MULTIVARIATE GEOSTATISTICAL ANALYSIS OF EVAPOTRANSPIRATION AND PRECIPITATION IN MOUNTAINOUS TERRAIN

Abstract This paper reports the evaluation of three geostatistical interpolation methods (ordinary kriging, cokriging and modified residual kriging) to interpolate long-term mean total annual reference evapotranspiration (AETO) and long-term mean total annual precipitation (APRE) in a mountainous region, where the stationarity hypothesis probably do not hold for the whole region, but do hold locally. AETO and APRE estimates and estimation errors were evaluated at validation stations.

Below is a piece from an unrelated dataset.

PR #732, opened 2022-12-08
Allow the asynchronous logging system to safely delete its storage

padenot:
Turns out the previous code wasn't safe.

Here I'm using `compare_exchange` to grab the queue exclusively (swapping with a `nullptr`) when pushing a message, in a way that it can't be deallocated.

Estimates and computed estimation error variances (used as indicators of estimation uncertainty) were also obtained at 1913 5 km grid points. In general, estimates at validation stations were in good agreement with observed values for all interpolation methods, although modified residual kriging estimates of APRE were slightly worse than those obtained by the other two methods. Based on mean absolute error (MAE) and mean squared error (MSE) at validation stations, no method ranked clearly above other for interpolation of AETO. At grid points, AETO estimation uncertainty was improved by cokriging by about 11.5% and 8.4% compared with ordinary kriging and modified residual kriging, respectively. Likewise, cokriging was superior for interpolation of APRE in terms of MAE and MSE obtained at validation stations. At grid points, cokriging reduced estimation uncertainty by 18.7% and 24.3% compared with ordinary kriging and modified residual kriging, respectively, whereas modified residual kriging in general did not improve ordinary kriging results. Computed estimation error variance values indicated that modified residual kriging would reduce estimation uncertainty in areas where very few weather stations are available for interpolation.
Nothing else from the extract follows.